Supplied records: Begin
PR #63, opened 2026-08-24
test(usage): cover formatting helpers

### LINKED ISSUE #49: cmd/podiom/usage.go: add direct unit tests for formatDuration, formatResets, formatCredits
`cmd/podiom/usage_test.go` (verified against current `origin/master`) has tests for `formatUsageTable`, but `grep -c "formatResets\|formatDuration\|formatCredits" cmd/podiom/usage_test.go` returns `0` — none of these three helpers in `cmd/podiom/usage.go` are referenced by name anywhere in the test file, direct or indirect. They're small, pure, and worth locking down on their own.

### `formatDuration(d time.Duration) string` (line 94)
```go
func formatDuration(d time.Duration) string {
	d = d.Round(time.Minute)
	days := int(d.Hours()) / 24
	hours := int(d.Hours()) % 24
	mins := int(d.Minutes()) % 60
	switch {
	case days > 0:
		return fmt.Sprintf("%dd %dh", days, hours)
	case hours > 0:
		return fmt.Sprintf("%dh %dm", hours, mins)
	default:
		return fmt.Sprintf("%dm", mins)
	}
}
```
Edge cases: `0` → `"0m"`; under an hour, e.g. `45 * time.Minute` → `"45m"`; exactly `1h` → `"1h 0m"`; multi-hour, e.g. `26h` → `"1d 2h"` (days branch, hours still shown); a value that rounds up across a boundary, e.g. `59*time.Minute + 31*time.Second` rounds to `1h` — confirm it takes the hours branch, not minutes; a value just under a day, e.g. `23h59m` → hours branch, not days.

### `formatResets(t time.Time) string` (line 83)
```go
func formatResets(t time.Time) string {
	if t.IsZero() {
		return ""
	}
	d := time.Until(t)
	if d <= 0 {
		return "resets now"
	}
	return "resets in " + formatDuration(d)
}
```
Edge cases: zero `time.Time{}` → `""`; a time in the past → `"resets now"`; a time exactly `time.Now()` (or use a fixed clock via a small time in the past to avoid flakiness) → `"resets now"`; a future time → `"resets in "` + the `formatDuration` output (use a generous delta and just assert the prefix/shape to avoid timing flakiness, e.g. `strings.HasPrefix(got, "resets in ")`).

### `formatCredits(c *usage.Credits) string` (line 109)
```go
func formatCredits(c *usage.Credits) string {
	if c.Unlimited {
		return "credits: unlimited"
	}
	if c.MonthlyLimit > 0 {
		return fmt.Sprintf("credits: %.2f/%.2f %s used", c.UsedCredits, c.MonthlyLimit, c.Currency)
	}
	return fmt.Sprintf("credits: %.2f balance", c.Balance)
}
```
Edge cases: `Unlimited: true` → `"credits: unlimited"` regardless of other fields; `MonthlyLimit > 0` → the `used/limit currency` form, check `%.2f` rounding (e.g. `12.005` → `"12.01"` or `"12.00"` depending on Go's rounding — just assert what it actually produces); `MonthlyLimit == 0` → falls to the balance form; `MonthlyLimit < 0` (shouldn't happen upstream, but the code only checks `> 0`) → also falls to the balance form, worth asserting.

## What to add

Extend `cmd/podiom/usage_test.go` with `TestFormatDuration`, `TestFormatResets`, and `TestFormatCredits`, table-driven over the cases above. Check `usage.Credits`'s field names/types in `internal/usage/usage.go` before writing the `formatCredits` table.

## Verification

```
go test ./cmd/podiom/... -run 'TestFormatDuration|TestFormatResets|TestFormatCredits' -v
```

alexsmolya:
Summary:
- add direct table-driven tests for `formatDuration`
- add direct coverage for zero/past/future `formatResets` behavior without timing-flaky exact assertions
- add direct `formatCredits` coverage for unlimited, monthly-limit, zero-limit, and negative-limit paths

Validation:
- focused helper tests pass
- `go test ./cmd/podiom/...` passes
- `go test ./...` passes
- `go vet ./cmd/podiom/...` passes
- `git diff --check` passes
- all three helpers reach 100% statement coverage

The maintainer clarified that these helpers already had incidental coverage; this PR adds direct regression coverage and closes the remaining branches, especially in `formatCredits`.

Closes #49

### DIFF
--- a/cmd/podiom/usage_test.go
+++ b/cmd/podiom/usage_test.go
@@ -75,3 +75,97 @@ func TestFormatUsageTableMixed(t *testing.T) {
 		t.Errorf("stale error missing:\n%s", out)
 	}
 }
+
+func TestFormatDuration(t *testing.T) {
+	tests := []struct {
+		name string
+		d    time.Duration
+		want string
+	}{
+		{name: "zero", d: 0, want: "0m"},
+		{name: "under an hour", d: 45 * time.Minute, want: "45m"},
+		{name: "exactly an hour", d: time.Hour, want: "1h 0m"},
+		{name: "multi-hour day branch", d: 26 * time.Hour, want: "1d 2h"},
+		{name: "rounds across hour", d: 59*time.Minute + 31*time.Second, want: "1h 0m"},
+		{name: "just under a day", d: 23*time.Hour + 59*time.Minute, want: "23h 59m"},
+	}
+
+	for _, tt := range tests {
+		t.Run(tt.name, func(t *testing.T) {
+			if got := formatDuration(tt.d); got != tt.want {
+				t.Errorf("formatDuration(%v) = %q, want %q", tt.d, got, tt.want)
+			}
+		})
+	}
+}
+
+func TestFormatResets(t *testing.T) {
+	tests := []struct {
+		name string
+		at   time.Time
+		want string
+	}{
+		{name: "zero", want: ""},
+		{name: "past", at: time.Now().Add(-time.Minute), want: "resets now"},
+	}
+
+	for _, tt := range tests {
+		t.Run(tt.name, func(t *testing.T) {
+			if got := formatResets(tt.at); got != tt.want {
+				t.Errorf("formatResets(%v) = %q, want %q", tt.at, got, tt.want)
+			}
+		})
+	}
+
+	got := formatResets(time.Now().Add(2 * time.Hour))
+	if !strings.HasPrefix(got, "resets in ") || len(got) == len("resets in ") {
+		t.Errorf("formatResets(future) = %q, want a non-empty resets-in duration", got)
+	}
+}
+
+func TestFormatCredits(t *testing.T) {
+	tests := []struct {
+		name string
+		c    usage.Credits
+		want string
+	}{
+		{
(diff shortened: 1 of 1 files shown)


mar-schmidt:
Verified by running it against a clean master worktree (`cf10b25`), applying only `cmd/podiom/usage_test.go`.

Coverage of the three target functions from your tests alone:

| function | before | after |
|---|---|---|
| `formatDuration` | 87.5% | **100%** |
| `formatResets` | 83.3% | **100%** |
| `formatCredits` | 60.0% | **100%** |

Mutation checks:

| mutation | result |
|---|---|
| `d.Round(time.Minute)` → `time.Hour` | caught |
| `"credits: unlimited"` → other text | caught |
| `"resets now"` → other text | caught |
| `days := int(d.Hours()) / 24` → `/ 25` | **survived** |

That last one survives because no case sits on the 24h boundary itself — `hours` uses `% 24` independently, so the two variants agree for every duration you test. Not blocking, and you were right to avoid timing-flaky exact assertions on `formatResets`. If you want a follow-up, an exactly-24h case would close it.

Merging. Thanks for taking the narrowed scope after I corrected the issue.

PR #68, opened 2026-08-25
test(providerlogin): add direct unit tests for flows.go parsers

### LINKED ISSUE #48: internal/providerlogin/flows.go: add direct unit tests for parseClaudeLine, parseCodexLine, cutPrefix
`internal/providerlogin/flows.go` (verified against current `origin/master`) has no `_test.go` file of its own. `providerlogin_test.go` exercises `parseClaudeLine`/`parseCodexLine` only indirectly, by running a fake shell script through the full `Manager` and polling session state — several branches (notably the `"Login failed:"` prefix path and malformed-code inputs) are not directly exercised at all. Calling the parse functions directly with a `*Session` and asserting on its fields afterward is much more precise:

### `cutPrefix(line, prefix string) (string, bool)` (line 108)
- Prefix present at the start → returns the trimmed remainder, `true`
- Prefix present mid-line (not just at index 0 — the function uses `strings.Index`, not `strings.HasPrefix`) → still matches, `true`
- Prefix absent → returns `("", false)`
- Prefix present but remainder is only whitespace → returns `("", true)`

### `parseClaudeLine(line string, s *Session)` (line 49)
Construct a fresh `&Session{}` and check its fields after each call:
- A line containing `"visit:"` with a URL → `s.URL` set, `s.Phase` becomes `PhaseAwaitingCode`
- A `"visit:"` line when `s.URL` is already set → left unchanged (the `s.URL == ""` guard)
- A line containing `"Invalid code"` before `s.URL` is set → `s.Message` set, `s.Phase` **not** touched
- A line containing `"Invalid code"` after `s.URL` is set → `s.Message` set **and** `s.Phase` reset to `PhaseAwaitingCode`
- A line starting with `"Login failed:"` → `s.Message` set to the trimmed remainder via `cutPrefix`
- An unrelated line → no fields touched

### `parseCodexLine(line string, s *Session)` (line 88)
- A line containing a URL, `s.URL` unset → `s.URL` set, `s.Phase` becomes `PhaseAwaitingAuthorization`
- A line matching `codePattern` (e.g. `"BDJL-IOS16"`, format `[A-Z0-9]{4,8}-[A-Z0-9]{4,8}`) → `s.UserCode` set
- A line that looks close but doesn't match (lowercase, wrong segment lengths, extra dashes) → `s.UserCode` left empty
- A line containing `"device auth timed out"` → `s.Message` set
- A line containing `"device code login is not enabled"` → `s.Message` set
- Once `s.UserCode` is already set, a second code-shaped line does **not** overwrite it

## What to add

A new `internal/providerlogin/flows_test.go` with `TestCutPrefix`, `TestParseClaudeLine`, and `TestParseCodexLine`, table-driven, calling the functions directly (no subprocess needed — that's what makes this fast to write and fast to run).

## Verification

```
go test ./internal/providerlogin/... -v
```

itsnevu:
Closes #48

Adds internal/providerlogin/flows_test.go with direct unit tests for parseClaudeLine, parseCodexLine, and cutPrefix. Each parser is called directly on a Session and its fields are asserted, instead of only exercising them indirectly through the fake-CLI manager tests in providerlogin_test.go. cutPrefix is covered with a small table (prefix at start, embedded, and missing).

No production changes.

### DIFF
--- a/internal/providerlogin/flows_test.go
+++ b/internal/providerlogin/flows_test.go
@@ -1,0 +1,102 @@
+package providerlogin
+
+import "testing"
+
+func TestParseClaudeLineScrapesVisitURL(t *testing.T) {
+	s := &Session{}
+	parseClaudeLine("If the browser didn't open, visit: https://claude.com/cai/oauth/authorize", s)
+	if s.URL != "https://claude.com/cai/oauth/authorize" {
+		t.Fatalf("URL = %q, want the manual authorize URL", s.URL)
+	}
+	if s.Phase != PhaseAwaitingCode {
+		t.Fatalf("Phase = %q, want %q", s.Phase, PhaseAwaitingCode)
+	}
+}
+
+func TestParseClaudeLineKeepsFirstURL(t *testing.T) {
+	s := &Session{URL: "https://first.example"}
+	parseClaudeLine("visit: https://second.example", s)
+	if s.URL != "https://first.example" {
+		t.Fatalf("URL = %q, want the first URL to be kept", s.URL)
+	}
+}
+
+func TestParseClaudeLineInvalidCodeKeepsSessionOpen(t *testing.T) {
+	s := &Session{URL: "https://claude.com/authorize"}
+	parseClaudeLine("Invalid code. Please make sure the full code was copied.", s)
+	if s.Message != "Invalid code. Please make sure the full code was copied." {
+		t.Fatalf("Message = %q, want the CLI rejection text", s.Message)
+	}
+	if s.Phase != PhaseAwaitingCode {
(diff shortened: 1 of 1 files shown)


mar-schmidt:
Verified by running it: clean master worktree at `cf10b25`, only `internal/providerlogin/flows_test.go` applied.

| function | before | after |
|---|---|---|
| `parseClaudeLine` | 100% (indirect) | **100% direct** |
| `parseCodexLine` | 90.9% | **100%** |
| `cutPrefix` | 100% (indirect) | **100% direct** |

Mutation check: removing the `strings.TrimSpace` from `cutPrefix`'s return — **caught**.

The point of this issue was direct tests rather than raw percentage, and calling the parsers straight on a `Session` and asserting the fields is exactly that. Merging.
Supplied records: End
Supplied records: Begin
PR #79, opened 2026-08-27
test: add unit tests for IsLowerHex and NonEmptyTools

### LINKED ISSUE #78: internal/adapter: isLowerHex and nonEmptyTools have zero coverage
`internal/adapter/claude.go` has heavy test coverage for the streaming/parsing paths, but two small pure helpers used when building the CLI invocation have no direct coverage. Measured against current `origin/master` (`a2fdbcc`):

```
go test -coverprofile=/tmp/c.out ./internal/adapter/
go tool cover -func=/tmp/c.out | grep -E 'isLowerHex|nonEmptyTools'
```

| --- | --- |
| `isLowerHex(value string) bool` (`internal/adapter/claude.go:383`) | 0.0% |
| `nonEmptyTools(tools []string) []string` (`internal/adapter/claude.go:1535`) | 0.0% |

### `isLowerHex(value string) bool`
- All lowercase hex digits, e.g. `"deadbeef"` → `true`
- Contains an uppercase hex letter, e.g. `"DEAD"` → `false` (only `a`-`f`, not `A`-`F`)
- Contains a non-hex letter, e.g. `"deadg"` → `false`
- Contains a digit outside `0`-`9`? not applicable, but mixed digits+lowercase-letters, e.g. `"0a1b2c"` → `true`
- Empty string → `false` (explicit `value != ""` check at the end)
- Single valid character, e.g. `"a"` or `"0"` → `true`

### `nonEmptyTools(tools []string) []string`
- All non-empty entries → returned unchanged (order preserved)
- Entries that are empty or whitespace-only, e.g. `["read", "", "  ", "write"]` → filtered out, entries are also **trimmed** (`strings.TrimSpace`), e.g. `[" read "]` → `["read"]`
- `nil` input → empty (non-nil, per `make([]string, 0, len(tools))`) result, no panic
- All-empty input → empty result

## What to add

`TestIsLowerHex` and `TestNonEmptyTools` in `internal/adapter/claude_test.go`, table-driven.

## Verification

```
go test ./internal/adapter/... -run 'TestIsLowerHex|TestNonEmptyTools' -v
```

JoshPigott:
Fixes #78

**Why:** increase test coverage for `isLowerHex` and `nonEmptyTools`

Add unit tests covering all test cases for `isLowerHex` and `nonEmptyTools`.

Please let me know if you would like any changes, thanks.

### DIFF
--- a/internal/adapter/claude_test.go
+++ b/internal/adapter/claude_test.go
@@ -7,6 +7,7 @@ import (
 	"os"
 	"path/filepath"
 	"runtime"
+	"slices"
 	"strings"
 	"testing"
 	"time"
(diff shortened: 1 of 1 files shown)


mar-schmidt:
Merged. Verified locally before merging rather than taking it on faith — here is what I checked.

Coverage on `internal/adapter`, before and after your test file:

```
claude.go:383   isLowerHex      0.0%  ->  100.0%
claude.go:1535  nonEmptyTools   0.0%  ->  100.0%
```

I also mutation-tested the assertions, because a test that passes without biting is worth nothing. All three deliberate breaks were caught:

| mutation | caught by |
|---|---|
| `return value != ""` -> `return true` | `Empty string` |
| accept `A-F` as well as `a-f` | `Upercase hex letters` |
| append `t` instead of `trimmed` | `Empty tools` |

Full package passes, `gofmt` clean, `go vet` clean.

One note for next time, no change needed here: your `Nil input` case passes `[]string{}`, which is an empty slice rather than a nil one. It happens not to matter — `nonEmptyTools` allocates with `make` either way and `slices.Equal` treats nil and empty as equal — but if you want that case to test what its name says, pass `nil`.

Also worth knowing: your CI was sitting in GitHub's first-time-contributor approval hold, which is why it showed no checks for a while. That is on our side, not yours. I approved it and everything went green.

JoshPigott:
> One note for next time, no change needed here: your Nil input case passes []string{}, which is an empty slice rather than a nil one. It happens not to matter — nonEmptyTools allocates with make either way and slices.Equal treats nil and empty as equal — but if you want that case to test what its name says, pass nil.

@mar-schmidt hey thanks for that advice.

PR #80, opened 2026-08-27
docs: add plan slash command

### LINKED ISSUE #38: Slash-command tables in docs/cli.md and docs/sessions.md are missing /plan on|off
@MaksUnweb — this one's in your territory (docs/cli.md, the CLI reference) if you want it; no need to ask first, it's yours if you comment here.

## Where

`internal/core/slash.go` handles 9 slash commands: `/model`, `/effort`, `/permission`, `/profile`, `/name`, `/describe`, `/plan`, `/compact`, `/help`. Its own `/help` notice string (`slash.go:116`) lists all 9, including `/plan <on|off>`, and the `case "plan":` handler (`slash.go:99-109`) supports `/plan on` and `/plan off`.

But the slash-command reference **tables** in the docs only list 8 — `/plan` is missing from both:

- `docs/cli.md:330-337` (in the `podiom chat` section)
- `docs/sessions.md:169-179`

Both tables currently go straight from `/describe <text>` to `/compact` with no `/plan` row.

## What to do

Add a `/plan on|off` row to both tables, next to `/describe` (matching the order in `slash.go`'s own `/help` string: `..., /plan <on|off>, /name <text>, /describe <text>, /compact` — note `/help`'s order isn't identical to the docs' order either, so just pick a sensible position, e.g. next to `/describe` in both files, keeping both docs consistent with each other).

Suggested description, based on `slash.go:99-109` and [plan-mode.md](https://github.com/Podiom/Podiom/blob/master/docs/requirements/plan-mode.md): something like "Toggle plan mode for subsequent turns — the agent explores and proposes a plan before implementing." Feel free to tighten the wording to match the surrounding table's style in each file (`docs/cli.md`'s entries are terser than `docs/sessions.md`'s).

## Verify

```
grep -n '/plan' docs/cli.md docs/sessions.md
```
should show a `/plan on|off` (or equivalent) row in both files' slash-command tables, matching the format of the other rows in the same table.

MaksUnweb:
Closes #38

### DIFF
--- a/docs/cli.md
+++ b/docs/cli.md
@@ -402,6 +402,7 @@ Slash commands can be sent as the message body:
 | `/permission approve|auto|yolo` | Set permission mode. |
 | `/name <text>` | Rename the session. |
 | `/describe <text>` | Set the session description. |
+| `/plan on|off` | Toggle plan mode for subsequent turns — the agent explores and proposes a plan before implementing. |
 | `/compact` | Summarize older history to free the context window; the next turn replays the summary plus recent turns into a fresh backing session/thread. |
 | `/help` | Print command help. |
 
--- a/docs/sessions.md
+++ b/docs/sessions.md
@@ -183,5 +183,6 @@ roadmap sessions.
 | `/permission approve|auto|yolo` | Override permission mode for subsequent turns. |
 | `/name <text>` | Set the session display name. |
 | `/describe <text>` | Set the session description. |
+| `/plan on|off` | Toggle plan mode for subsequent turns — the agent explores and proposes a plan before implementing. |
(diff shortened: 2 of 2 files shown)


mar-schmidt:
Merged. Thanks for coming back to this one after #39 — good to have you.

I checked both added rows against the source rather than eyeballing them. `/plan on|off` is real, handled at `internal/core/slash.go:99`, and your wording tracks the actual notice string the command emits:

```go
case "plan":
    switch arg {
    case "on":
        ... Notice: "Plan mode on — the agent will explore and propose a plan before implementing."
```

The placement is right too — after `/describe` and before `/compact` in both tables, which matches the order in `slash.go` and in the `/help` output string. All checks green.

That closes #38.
Supplied records: End
Supplied records: Begin
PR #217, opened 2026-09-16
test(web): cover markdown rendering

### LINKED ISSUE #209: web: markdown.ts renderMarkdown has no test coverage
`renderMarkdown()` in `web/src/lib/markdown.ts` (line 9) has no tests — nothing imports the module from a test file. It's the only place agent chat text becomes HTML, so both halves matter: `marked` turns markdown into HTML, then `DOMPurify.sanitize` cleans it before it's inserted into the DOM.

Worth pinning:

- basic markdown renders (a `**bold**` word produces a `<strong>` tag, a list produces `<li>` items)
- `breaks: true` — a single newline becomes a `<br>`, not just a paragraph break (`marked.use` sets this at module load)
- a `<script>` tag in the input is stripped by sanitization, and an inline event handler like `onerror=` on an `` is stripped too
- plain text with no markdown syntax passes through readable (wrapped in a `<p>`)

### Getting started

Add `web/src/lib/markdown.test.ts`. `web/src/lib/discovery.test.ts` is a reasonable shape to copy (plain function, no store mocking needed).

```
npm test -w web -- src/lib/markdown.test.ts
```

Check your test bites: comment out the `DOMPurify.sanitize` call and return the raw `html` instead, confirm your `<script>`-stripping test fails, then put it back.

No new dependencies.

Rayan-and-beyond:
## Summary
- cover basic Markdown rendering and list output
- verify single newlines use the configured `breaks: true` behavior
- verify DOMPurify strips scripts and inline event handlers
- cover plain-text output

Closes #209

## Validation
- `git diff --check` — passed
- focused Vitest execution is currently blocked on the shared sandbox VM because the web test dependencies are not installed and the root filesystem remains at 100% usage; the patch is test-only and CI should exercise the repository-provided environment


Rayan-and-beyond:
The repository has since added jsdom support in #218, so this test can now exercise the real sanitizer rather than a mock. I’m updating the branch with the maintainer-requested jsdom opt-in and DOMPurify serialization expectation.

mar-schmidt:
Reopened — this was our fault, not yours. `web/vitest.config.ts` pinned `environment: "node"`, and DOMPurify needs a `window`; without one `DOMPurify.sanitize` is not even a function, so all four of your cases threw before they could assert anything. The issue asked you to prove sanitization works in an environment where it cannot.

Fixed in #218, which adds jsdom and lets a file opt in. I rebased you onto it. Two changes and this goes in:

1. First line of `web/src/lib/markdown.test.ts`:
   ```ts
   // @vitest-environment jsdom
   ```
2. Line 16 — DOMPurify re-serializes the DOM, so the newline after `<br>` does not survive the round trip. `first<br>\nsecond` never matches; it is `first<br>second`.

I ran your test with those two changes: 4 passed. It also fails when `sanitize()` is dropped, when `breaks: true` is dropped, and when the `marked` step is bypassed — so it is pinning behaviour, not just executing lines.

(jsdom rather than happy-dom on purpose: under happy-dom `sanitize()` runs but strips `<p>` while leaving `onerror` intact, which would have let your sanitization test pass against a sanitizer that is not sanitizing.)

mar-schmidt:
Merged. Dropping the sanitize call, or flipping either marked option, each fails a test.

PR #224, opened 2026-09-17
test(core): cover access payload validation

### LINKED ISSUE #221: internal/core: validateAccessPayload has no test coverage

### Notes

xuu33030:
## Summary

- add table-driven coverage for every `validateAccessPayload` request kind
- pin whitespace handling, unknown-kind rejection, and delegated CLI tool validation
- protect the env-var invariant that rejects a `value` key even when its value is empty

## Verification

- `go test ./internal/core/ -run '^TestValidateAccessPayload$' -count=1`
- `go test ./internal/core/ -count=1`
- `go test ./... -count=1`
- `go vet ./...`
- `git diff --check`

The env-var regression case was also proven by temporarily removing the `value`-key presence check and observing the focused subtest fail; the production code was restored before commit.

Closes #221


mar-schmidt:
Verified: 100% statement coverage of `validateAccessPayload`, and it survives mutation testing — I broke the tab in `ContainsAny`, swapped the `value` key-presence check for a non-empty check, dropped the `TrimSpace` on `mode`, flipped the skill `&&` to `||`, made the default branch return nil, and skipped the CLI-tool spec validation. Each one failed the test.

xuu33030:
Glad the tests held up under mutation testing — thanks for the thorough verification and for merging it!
Supplied records: End
Task statement
Filter the entries above down to the lines that contain the word "parsers".

Solution to the exercise
test(providerlogin): add direct unit tests for flows.go parsers
The point of this issue was direct tests rather than raw percentage, and calling the parsers straight on a `Session` and asserting the fields is exactly that. Merging.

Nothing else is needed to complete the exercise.